Nobody's saying it won't be a great engine and look moderately similar to that but we've seen graphs like this before, from Audi, BMW and even for the Rover 200 Turbo. Unfortunately, there are too many external influences for them to remain true in reality. That was my only point and I wasn't the one who tried make a war of words out of this.


----------



## Wink (May 29, 2007)

R33 blah, you are all over the place man:chuckle: 

I'll try and answer you questions...

"Within 2-5Nm now?* So that's not flat is it? Does the graph posted show these 5Nm variations? No. The prosecution rests."

It's flat to within 0.3 - 0.85%...in my book that is pretty damn flat!

Torque structure - this is a recent concept that has been enabled through more powerful processors. Essentially, the air path and manifold is modelled under all conditions (well, nearly), and all the engine maps effectively input into defining the engine brake torque irrespective of temp, altitude, humidity, etc, etc. Your comments about "unpredictabilities in airflow, ambient conditions and the combustion process itself" are not true in the time domain which effects engine torque. The variability is in hardware effects through production tolerances that effect mean airflow, resulting in slight inaccuracies in predicted torque - that said, I suspect the engine would make considerably more torque than the target torque curve under normal conditions in the UK - this is due to the density of the air, which is the key thing rather boost pressure...people often associate boost with airflow, which is only half the story!!
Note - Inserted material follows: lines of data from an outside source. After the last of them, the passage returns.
PR #72, opened 2017-07-30
Fix typo

rosario:
missing `s` in markets

Issue #71, opened 2017-07-29
Unified API: orders


incompletude:
Is there any plans to add returnOpenOrders to the Unified API? It would give the Unified API a more complete set of methods to manage all your accounts.

kroitor:
Yes, it's actually one of the big milestones, that is the most difficult part to unify, but we will, of course ) Otherwise the API would not be completely unified, and you're right, we want to have a subset of common methods and formats for all our common needs. The unified API should (and will) cover all that entirely. We also have plans for unifying fees, as you may know from #40 , and several other data structures.

incompletude:
That is amazing. Quite impressed with ccxt.

kroitor:
Yep, we will update you on the progress, keep in touch )

Nilotaviano:
Reposting from #96:

fetchOrder was implemented for chbtc on #74. I was trying to implement it for liqui, poloniex and bittrex, but there's nothing like "getOrder" on poloniex, so I don't think it's possible without ugly "workarounds", like emulating it using "returnOpenOrders", "returnOrderTrades" and/or "returnTradeHistory". This might be the same for some other exchanges, I'm not sure.

kroitor:
Also, check out this: https://github.com/kroitor/ccxt/pull/102
The work on orders/trades unification is going on! )

imcoddy:
I just digging into ccxt and looks like zaif doesn't have this feature yet. Looking forward to it

kroitor:
@imcoddy we're working on it ) order unification for zaif is in progress ) Hope to deliver soon

kroitor:
@imcoddy We have added an experimental order API to zaif: fetchOpenOrders, fetchClosedOrders. Please update to latest version 1.5.33+ in a couple of minutes and try it. We will be happy if you help us test it thoroughly. Thx!

kroitor:
Added fetchOpenOrders() to CEX.io in #293 as well as many other implementations for reference and further development, as described here: https://github.com/ccxt-dev/ccxt/issues/275#issuecomment-334788455

kroitor:
https://github.com/ccxt-dev/ccxt/search?utf8=%E2%9C%93&q=fetchOrder&type=Commits
https://github.com/ccxt-dev/ccxt/search?utf8=%E2%9C%93&q=fetchOrders&type=Commits
https://github.com/ccxt-dev/ccxt/search?utf8=%E2%9C%93&q=fetchOpenOrders&type=Commits
[...]

PR #30067, opened 2026-08-23
go: typed equality/concat helpers for the transpiler's typed operator emit

carlotestor:
Obsolete: ast-transpiler #71 (typed operator helpers) was reverted upstream (revert 8170fe1, merged as #73, master ab6219e). The Go helpers `IsEqualString`/`IsEqualInt`/`IsEqualFloat`/`IsEqualBool`/`ConcatString`/`AddNumber` are no longer emitted by anything, so `go/v4/exchange_typed_ops.go` and its test are removed.

Comparisons are now emitted as direct inline `==` / `!=` expressions by ast-transpiler #72 (`go-inline-eq`), which needs no runtime helpers.

No pin bump is required either: ast-transpiler master `ab6219e` is source-identical to the currently pinned `dccffcf` (the only delta is coverage badges), so ccxt master's existing pin is already post-revert-correct.

The branch therefore has an empty diff vs master — closing unmerged.


carlotestor:
Closing: helpers are obsolete after the ast-transpiler #71 revert (master ab6219e) — comparisons now use inline `==` via ast-transpiler #72, and ccxt's existing pin is already source-equivalent to post-revert master.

"Incidentally, do you actually know what steady state means?" In this case I'm talking about engine speed, obviously, which is held there by the dyno +/- 1 - 2 rpm. 

"Actually I work as an engineer for a living, so that makes me a professional" - Ok, just not an automotive engineer then! The graph can from an excel spreadsheet as Nissan do not have any other plotting tools for engine data.

Nissan probably reduced the speed to save on cost ultimately....or allow for an engine uprate in the future. The 6800 rpm Pk power was accompanied by a max continuous engine speed of 7600rpm, a max intermittent engine speed of 7800rpm, and a valve bounce speed of 8100 rpm....so Titanium valves were used to get the valvetrain mass down lower (inlet valve mass down from 65 grams to 33 grams by going Ti)! Lowering the engine speed would enable conventional valves to be used, and the performance could always be achieved at a lower speed (6400 rpm) anyway!


----------



## Wink (May 29, 2007)

Oh yes, just read your notes again....

yep, you are right, there is no feedback on torque, so is all predictive, but will be flat for each engine from its baseline if that makes sense!


----------



## R33_GTS-t (Apr 27, 2005)

You obviously know a fair bit about this, so I'm not knocking you. However, cutting a long story short, you seem to be suggesting that the map contains lists, that back in the day would have been called look-up tables. These tables contain various combinations of ambient conditions, that are measured(?) versus rpm and gear. Against each combination there is a corresponding AFR, igntion timing, valve timing, and boost pressure, with the aim of creating the same flat torque curve. The other alternative is that, given the speed of the processor, it simply reads in the measured values and calculates the appropriate AFR, igntion timing, valve timing, and boost pressure to implement.

This will yield a very nearly flat torque curve but not one as flat as the one shown shown. Even using laboratory conditions to manage the ambient conditions, the actual engine itself will produce heat, which will affect combustion and torque. Different harmonics at different engine speeds and different temperatures will also affect airflow. Different mixing dynamics at different piston speeds will even play a part. 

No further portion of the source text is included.